The party was “Southern” in its motifs. A Confederate flag fluttered in the sunlight in the rough field between the woods. A skinned pig, fixed in the posture of a hurdler, had been roasting all day, held on poles a little to one side of slow-burning hardwood logs. (On a table were more contemporary fast foods and dips and things in waxed paper.) And a band played bluegrass music from the wooden hut. Flag, pig, music: things from the past. The musical instruments were big, the music simple and repetitive. I was told that it was the words of the songs that mattered. The accents were not easy for me to follow; but the effect, especially from a little distance, of the unamplified music and singing in that enclosed green place was pleasant.

Our hostess said, “Indians might have lived here.”

With that idea of being in the American wilderness, I felt a chill, thinking of them in this green land with its protective slopes, its shade, and rivers. Later I learned the ground was full of flint arrowheads.

It was in this setting, with the bluegrass music coming from the wooden hut, that I heard about the religious faith and identity of the people who had come after the Indians. And I had a sense of the history here resting layer upon layer. The Indians, disappearing after centuries; the poor whites; the blacks; the war and all that had come after; and now the need everyone felt, black and white, poor and not so poor, everyone in his own way, to save his soul.

The musicians were young and friendly; there was a girl among them. When they finished they put their big instruments in their pickup truck and went away. When the sun went down there was no wind; the flag drooped. It became cold very quickly; it was still only spring.

T
HE
Atlanta
Constitution
’s file on the affairs of Forsyth County didn’t come as a set of date-stamped newspaper clippings, but as computer printouts. The story of the events of 1912, as researched by one of the newspaper’s writers, was terrible in every way.

The white woman who had been dragged into woods, raped, and beaten—and died two to three days later—was the nineteen-year-old daughter of a well-known farmer.
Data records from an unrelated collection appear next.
PR #10703, opened 2017-06-29
[tests] Allow tests to pass when stderr is non-empty

jnewbery:
Resurrect #10241 with nits addressed

Not sure how much people want this. Would be useful for functional tests which cause bitcoind to print to stderr.

### DIFF
--- a/test/functional/test_runner.py
+++ b/test/functional/test_runner.py
@@ -27,8 +27,7 @@ import tempfile
 import re
 import logging
 
-# Formatting. Default colors to empty strings.
-BOLD, BLUE, RED, GREY = ("", ""), ("", ""), ("", ""), ("", "")
+# Formatting.
 try:
     # Make sure python thinks it can write unicode to its stdout
     "\u2713".encode("utf_8").decode(sys.stdout.encoding)
@@ -40,16 +39,27 @@ except UnicodeDecodeError:
     CROSS = "x "
     CIRCLE = "o "
 
+# Default colors to empty strings.
+BOLD, BLUE, RED, GREY, MAGENTA = [("", "")] * 5
 if os.name == 'posix':
     # primitive formatting on supported
     # terminal via ANSI escape sequences:
     BOLD = ('\033[0m', '\033[1m')
-    BLUE = ('\033[0m', '\033[0;34m')
-    RED = ('\033[0m', '\033[0;31m')
     GREY = ('\033[0m', '\033[1;30m')
+    RED = ('\033[0m', '\033[0;31m')
+    BLUE = ('\033[0m', '\033[0;34m')
+    MAGENTA = ('\033[0m', '\033[0;35m')
 
 TEST_EXIT_PASSED = 0
 TEST_EXIT_SKIPPED = 77
+
+STATUS_PASSED = "Passed"
+STATUS_PASSED_WITH_WARNINGS = "Passed with warnings"
+STATUS_SKIPPED = "Skipped"
+STATUS_FAILED = "Failed"
+STATUSES = [STATUS_PASSED, STATUS_PASSED_WITH_WARNINGS, STATUS_SKIPPED, STATUS_FAILED]
+
+STATUS_MAX_LEN = max([len(st) for st in STATUSES])
 
 BASE_SCRIPTS= [
     # Scripts that are run by the travis build process.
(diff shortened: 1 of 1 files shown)


test/functional/test_runner.py
```diff
@@ -40,17 +39,28 @@
     CROSS = "x "
     CIRCLE = "o "
 
+# Default colors to empty strings.
+BOLD, BLUE, RED, GREY, MAGENTA = [("", "")] * 5
```
jimmysong: nit: alpha sort other than BOLD?

test/functional/test_runner.py
```diff
@@ -40,17 +39,28 @@
...
 if os.name == 'posix':
     # primitive formatting on supported
     # terminal via ANSI escape sequences:
     BOLD = ('\033[0m', '\033[1m')
-    BLUE = ('\033[0m', '\033[0;34m')
-    RED = ('\033[0m', '\033[0;31m')
     GREY = ('\033[0m', '\033[1;30m')
+    RED = ('\033[0m', '\033[0;31m')
+    BLUE = ('\033[0m', '\033[0;34m')
+    MAGENTA = ('\033[0m', '\033[0;35m')
```
jimmysong: nit: alpha sort?

test/functional/test_runner.py
```diff
@@ -40,17 +39,28 @@
...
 
 TEST_EXIT_PASSED = 0
 TEST_EXIT_SKIPPED = 77
 
+STATUS_PASSED = "Passed"
+STATUS_PASSED_WITH_WARNINGS = "Passed with warnings"
+STATUS_SKIPPED = "Skipped"
+STATUS_FAILED = "Failed"
+STATUSES = [STATUS_PASSED, STATUS_PASSED_WITH_WARNINGS, STATUS_SKIPPED, STATUS_FAILED]
```
jimmysong: This doesn't seem to be used anywhere else, maybe combine with line below?

jimmysong (commented):
utACK, a few nits.

test/functional/test_runner.py
MeshCollider: IMO its cleaner how it is, shouldn't be combined

test/functional/test_runner.py
```diff
@@ -422,17 +436,20 @@ def __init__(self, name, status, time):
...
+        if self.status == STATUS_PASSED:
             color = BLUE
             glyph = TICK
-        elif self.status == "Failed":
-            color = RED
-            glyph = CROSS
-        elif self.status == "Skipped":
+        if self.status == STATUS_PASSED_WITH_WARNINGS:
+            color = MAGENTA
+            glyph = TICK
```
MeshCollider: Is TICK the best glyph to use for passed with warnings? Or something more neutral?

MeshCollider:
utACK

sipa:
The code here looks like mostly output formatting changes, not actually dealing with the issue described by the title?

test/functional/test_runner.py
```diff
@@ -40,17 +39,28 @@
...
 TEST_EXIT_PASSED = 0
 TEST_EXIT_SKIPPED = 77
 
+STATUS_PASSED = "Passed"
+STATUS_PASSED_WITH_WARNINGS = "Passed with warnings"
+STATUS_SKIPPED = "Skipped"
+STATUS_FAILED = "Failed"
+STATUSES = [STATUS_PASSED, STATUS_PASSED_WITH_WARNINGS, STATUS_SKIPPED, STATUS_FAILED]
+
+STATUS_MAX_LEN = max([len(st) for st in STATUSES])
```
ryanofsky: Square brackets unneeded and probably should be dropped for slightly better readability & efficiency.

ryanofsky (commented):
utACK d64ac3f4aab13a1a4e8d320b52e7a2b934e011b2. Note that #10882 is currently depending on this so it needs 0.15 milestone.

> The code here looks like mostly output formatting changes, not actually dealing with the issue described by the title?

"Allow tests to pass" implies output formatting has to change at least somewhat to avoid giving impression  that tests failed when they actually succeeded, and these changes are a pretty straightforward way of updating the output.

MarcoFalke:
utACK d64ac3f4aab13a1a4e8d320b52e7a2b934e011b2

laanwj:
Reverted this in 60f9778 after discussion on IRC.
Sorry @MarcoFalke but there seems no agreement on doing this change.
It's unfortunate that #10882 requires this, but it seems like we'll have to look for an alternative solution there.

PR #10659, opened 2017-06-23
[qa] blockchain: Pass on closed connection during generate call

maflcko:
Identified by @sdaftuar https://github.com/bitcoin/bitcoin/pull/10632#discussion_r123657939

PR #10704, opened 2017-06-29
[tests] nits in dbcrash.py

jnewbery:
@sdaftuar - I never reviewed the dbcrash.py test in #10148 . This PR fixes up a few nits:

- tidy up imports (don't import `time` indirectly, no need for try-except importing `httplib` since that's a python 2/3 compatibility trick, and our tests always run in Py3)
- move function-level comments to docstrings
- combine module-level docstrings
- a few other small whitespace, etc nits

low-priority, should be fairly uncontroversial, but let me know if you disagree with any of these.

### DIFF
--- a/test/functional/dbcrash.py
+++ b/test/functional/dbcrash.py
@@ -2,21 +2,7 @@
 # Copyright (c) 2017 The Bitcoin Core developers
 # Distributed under the MIT software license, see the accompanying
 # file COPYING or http://www.opensource.org/licenses/mit-license.php.
-"""Test recovery from a crash during chainstate writing."""
-
-from test_framework.test_framework import BitcoinTestFramework
-from test_framework.util import *
-from test_framework.script import *
-from test_framework.mininode import *
-import random
-try:
-    import http.client as httplib
-except ImportError:
-    import httplib
-import errno
-
-'''
-Test structure:
+"""Test recovery from a crash during chainstate writing.
 
 - 4 nodes
   * node0, node1, and node2 will have different dbcrash ratios, and different
@@ -37,11 +23,26 @@ Test structure:
        * submit block to node
        * if node crashed on/after submitting:
          - restart until recovery succeeds
-         - check that utxo matches node3 using gettxoutsetinfo
-'''
+         - check that utxo matches node3 using gettxoutsetinfo"""
+
+import errno
+import http.client
+import random
+import sys
+import time
+
+from test_framework.mininode import *
+from test_framework.script import *
+from test_framework.test_framework import BitcoinTestFramework
+from test_framework.util import *
+
+HTTP_DISCONNECT_ERRORS = [http.client.CannotSendRequest]
+try:
+    HTTP_DISCONNECT_ERRORS.append(http.client.RemoteDisconnected)
+except AttributeError:
+    pass
 
 class ChainstateWriteCrashTest(BitcoinTestFramework):
-
     def __init__(self):
         super().__init__()
         self.num_nodes = 4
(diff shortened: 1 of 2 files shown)


laanwj:
Looks like this test is acting up: 
https://travis-ci.org/bitcoin/bitcoin/jobs/248398016
https://travis-ci.org/bitcoin/bitcoin/jobs/248398018
Might need a similar change to #10659.

test/functional/dbcrash.py
```diff
@@ -37,45 +23,47 @@
...
+
+from test_framework.mininode import *
+from test_framework.script import *
+from test_framework.test_framework import BitcoinTestFramework
+from test_framework.util import *
 
+class ChainstateWriteCrashTest(BitcoinTestFramework):
     def __init__(self):
         super().__init__()
-        self.num_nodes = 4
```
sdaftuar: I don't feel strongly, but the reason I put this in was that I didn't think that changes to the default test framework should cause tests to break -- since this test relies on a particular configuration, I felt it was best to define that locally.

sdaftuar: Also, can you set a custom timewait for the RPC connections in this test to resolve the travis issues that have come up so far:
https://travis-ci.org/bitcoin/bitcoin/jobs/248398018#L2153

test/functional/dbcrash.py
```diff
@@ -99,14 +87,16 @@ def restart_node(self, node_index, expected_tip):
...
+        """Try submitting a block to the given node.
+
+        Catch any exceptions that indicate the node has crashed.
+        Returns true if the block was submitted successfully; false otherwise."""
+
         try:
             self.nodes[node_index].submitblock(block)
             return True
-        except (httplib.CannotSendRequest, httplib.RemoteDisconnected) as e:
+        except (http.client.CannotSendRequest, http.client.RemoteDisconnected) as e:
```
sdaftuar: I think this RemoteDisconnected exception may not exist pre-3.5, which would explain this travis failure:
https://travis-ci.org/bitcoin/bitcoin/jobs/248398016#L3321

I'm not sure what the best way to handle that is...

test/functional/dbcrash.py
```diff
@@ -175,9 +168,8 @@ def verify_utxo_hash(self):
                 nodei_utxo_hash = self.restart_node(i, self.nodes[3].getbestblockhash())
             assert_equal(nodei_utxo_hash, node3_utxo_hash)
 
-
     def generate_small_transactions(self, node, count, utxo_list):
-        FEE = 1000 # TODO: replace this with node relay fee based calculation
+        FEE = 1000  # TODO: replace this with node relay fee based calculation
```
sdaftuar: Feel free to address the TODO as well :)  I think you just do something like `relayfee = self.nodes[0].getnetworkinfo()['relayfee']`, and then convert to the right units.

sdaftuar (commented):
Looks good, thanks for cleaning this up.  Please take a look at the fixes needed to make travis happy as well.

test/functional/dbcrash.py
MarcoFalke: We might as well just get rid of the default value. There is nothing special about "4" that justifies to use it as default value.

jnewbery: ok, you've convinced me. I'll leave this in for now.

We can remove the default num_nodes in a future PR (and probably remove the default topology and premine while we're at it.

test/functional/dbcrash.py
jnewbery: I think I've fixed this in my fixup commit b394a00f6c34e20e5ff555c8a07c6558e319a34a. Just catch different errors depending on which version of Python is being run.

I think later we should move this logic to a separate method named `send_rpc_may_fail()` or similar in TestNode to keep the test script code clean.

test/functional/dbcrash.py
jnewbery: I haven't addressed this. What are the downsides to using a fixed fee?

jnewbery:
I think I've fixed the Travis issues, although it's difficult to tell for sure since Travis only runs extended tests in master.

For the first, I split the generate call in `create_confirmed_utxos()` into many smaller generate calls. For the second, I catch different errors depending on the Python version.

Both of these solutions should be moved into TestNode once that's merged (ie a `node_generate()` method which automatically breaks the generate call into smaller pieces, and a `send_rpc_may_fail()` method for RPCs that may or may not time out).

I haven't addressed the fixed fee todo. I don't think that's too much of a problem, but let me know if you think it could cause issues.

One question: I'm confused about the randomness in re-org'ing. As far as I can see, the way this works:

- pick a block at random between the start of the test and the current tip.
- pick random x in [0,1]. If x < 1 / (depth of random block + 4), then re-org back to random block
- build to current tip + 1
(repeat x 40)

That throws up events with very low probabilities. For example, we'll re-org back 40 blocks in 1/40 * 1/44 = 1/1760 tests. For me, such indeterminateness is troubling. If there was a problem that caused large re-orgs to fail, then they'd only be caught very intermittently by this test, and it'd be difficult to debug.

I prefer my tests to be more deterministic where possible. How would you feel about changing the re-orgs to a fixed schedule (ie make sure the test covers re-orgs of 1, 2, 4, 8, 16 and 32 blocks, or some similar schedule)?

MarcoFalke:
utACK b394a00f6c34e20e5ff555c8a07c6558e319a34a. Feel free to squash.

jnewbery:
squashed

MarcoFalke:
Going to merge this now, since it might fix the test failures we see on master right now. Further cleanup can always be completed in later commits.

sdaftuar:
> That throws up events with very low probabilities. For example, we'll re-org back 40 blocks in 1/40 * 1/44 = 1/1760 tests. For me, such indeterminateness is troubling. If there was a problem that caused large re-orgs to fail, then they'd only be caught very intermittently by this test, and it'd be difficult to debug.

> I prefer my tests to be more deterministic where possible. How would you feel about changing the re-orgs to a fixed schedule (ie make sure the test covers re-orgs of 1, 2, 4, 8, 16 and 32 blocks, or some similar schedule)?

@jnewbery I don't think the right way to think of this test is that we're testing reorgs.  Really, we're testing a more complex state (utxo cache + disk state) and trying to get as much coverage of various edge cases as we can.  Since it's hard for me to imagine all the possible states we could be in, I wanted to simulate as much normal looking bitcoin transaction volume as I reasonably could, and then randomly stress it with reorgs and crashes in the hopes that if an edge case had a bug, we'd eventually see it.

If I knew exactly how to enumerate all the edge cases, then I'd happily convert this to a deterministic set of tests, but lacking that I think the randomness here is an appropriate test strategy.

jnewbery:
> I don't think the right way to think of this test ... , but lacking that I think the randomness here is an appropriate test strategy.

ACK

A hand mirror near the scene led police to a deformed eighteen-year-old black man. He confessed, and said that other blacks were also involved. Altogether, eleven blacks were arrested as suspects. Two days after the woman’s death a crowd broke into the Forsyth County jail, shot and killed one of the suspects, beat the body with crowbars, and hung it on a telegraph pole. Three weeks later the deformed man and another black man were tried for the rape and murder and found guilty. The sister of the second man testified against him. Both men were publicly hanged a month after the trial, before a crowd of ten thousand. The few hundred blacks who lived in Forsyth were chased away.

The destroyed young woman, the deformed black, the lynching at the jail and the hanging of the mangled body, the black woman giving evidence against her brother, the public hangings (ten thousand people turning up for that, in a county that fifty years later, before the Atlanta boom, had a population of under twenty thousand)—the story is unbearable in every detail. Yet what seemed to have survived in Forsyth above everything else was the knowledge, a cause for pride to some, that no black lived there.

The man who had sought to challenge this pride was a white Californian, a karate teacher who had been living in Forsyth for five years. He called for a March of Brotherhood to mark the anniversaries of the death of Gandhi and the birth of Martin Luther King. He changed his mind after getting abusive telephone calls and threats. But the idea of the march had been taken up by another karate teacher, also white, from the next county. This was the march—about fifty people were expected to take part—that Hosea Williams had intervened in. This was the march that had been attacked by Klan groups and others, and had seeded, a week later, the big march of the twenty thousand, with the protection of three thousand National Guardsmen and state and local police officers. So that within a week what had been a brave and lonely cause had been turned by Hosea and a few others into a safe cause; and it had become safer and safer.